En effet, dans le domaine artistique, l’œuvre est indissociable de l’auteur, qui n’est pas un inventeur au sens juridique de découvreur, mais au sens artistique de créateur.

« Après un savant : d’autres savants. Après un musicien : le silence » André Comte-Sponville

L’Amérique existait avant Christophe Colomb, tout comme le triangle, avant que son nom lui fût donné. En revanche, pas de Zarathoustra sans Nietzsche, de Joconde sans Léonard de Vinci ou de Flûte enchantée sans Mozart.

C’est aussi pourquoi, la philosophie n’est pas une science, puisque si elle fait appel à la rationalité et au logos, elle se pratique comme un art. Il s’agit d’exprimer ce qui est, par la création de ce qui n’existe pas, comme le font l’écrivain, le sculpteur, le peintre ou le compositeur. L’artiste et le philosophe révèlent via leurs personnalité et tempérament, une perception, une représentation du monde, qu’ils proposent à l’émotion intellectuelle ou esthétique de leurs contemporains. Au-delà de la compréhension, il s’agit de faire appel à l’affect, plus souvent exprimé que compris.

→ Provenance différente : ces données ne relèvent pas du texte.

PR #719, opened 2023-02-28
More deployment refactoring

hadley:
* Remove unused code from `deploymentRecord()`, and return a list instead of data frame
* Perform all record value standardisation in `deploymentRecord()`
* Add more tests

To do:
* [ ] After review, organise functions in more logical order

### DIFF
--- a/R/deployments.R
+++ b/R/deployments.R
@@ -1,36 +1,3 @@
-saveDeployment <- function(recordDir,
-                           target,
-                           application,
-                           bundleId = NULL,
-                           hostUrl = serverInfo(target$server)$hostUrl,
-                           metadata = list()) {
-
-  deployment <- deploymentRecord(
-    name = target$appName,
-    title = target$appTitle,
-    username = target$username,
-    account = target$account,
-    server = target$server,
-    hostUrl = hostUrl,
-    appId = application$id,
-    bundleId = bundleId,
-    url = application$url,
-    metadata = metadata
-  )
-  path <- deploymentConfigFile(recordDir, target$appName, target$account, target$server)
-  writeDeploymentRecord(deployment, path)
-
-  # also save to global history
-  addToDeploymentHistory(recordDir, deployment)
-
-  invisible(NULL)
-}
-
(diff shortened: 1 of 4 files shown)


R/deployments.R
```diff
@@ -121,76 +113,55 @@ deployments <- function(appPath = ".",
...
+    appId = appId %||% "",
+    bundleId = bundleId %||% "",
+    url = url %||% "",
+    when = when,
+    lastSyncTime = lastSyncTime
+  )
+  c(standard, metadata)
 }
 
+# Workbench uses to show a list of recently deployed content on user dashboard
```
aronatkins, line 150: I had no idea that this was a thing!

R/deployments.R
```diff
@@ -121,76 +113,55 @@ deployments <- function(appPath = ".",
...
-  write.dcf(deploymentRecord, newHistory, width = 4096)
-  cat("\n", file = newHistory, append = TRUE)
+  newHistory <- deploymentHistoryPath(new = TRUE)
+  writeDeploymentRecord(deploymentRecord, newHistory)
 
+  history <- deploymentHistoryPath()
   # append existing history to new history
-  if (file.exists(history))
+  if (file.exists(history)) {
+    cat("\n", file = newHistory, append = TRUE)
```
aronatkins, line 162: Why did the addition of a newline shift from its current location? Are we leaving a newly created DCF file without a trailing newline?

Expand the tests to confirm the behavior when creating the file and when appending to the file.

aronatkins (approved):

R/deployments.R
hadley: This should be the newline that separates records in the dcf file; you're right that I should test the behaviour.

aronatkins: Thanks. I'd like to see the actual file contents, but it feels as if we have lost a trailing newline on newly created files.

My theory:

New: `second-record\nfirst-record`
Old: `second-record\nfirst-record\n`

hadley: I'm pretty sure `write.dcf()` adds that already, but I'll definitely double check.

« Tout notre raisonnement se réduit à céder au sentiment » Pascal

L’art et la philosophie ont en partage la noblesse de leur inanité ; ni l’un ni l’autre ne servent de rien, ni à rien, mais peuvent inspirer émerveillement, car rien n’étonne autant que la beauté, la grandeur ou le sublime, ce sentiment paradoxalement délicieux de petitesse face à la majesté des montagnes ou la puissance de l’océan. Rodin a raison : « l’admiration est un généreux vin pour les nobles esprits ».

Cette émotion esthétique est essentielle et saine ; elle est une passion joyeuse qui fait lever les yeux vers les étoiles du génie humain pour guérir la déchirure à n’être pas Michel-Ange, Beethoven ou Picasso.

Philosophe ou artiste n’est pas un métier mais une attitude et une passion, mues par la soif des cimes. Quelques rares évoluent dans des sphères si élevées qu’ils en deviennent célestes.

C’est pourquoi, la mort à 31 ans, de Schubert ou de Pic de la Mirandole, émeut davantage que celle du génie Evariste Gallois, Rimbaud des mathématiques mort à 20 ans suite à’un duel au pistolet pour « une infâme coquette » ; en effet, tout normalien d’aujourd’hui en sait plus que lui ; son assassinat à l’aube de sa jeunesse aussi tragique soit-il, ne suscite pas la même amertume douloureuse, que le vide laissé par la mort d’un artiste.

La Symphonie Inachevée le demeurera.